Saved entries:

PR #2577, opened 2024-05-03
fix: Block dummy detour page unless the test group is enabled

joshlarson:
What's here is only a partial solution, because navigating to `/detours` will still give you a nav menu and a blank screen (rather than an actual, fully functioning dummy detour page). I think an "Actual Solution" would involve fiddling with the routes in `router.ex`, or would involve creating a real 404 page in the frontend, and I'm not sure that's worth the effort right now.


firestack (approved):
Perfect, this is what we did in the past for search maps too.

firestack:
Feel free to merge, no changes since I reviewed.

• PROBLEM TO SOLVE:
Return each entry exactly. Leave none out.

• TASK RESULT:
PR #2577, opened 2024-05-03
fix: Block dummy detour page unless the test group is enabled

joshlarson:
What's here is only a partial solution, because navigating to `/detours` will still give you a nav menu and a blank screen (rather than an actual, fully functioning dummy detour page). I think an "Actual Solution" would involve fiddling with the routes in `router.ex`, or would involve creating a real 404 page in the frontend, and I'm not sure that's worth the effort right now.


firestack (approved):
Perfect, this is what we did in the past for search maps too.

firestack:
Feel free to merge, no changes since I reviewed.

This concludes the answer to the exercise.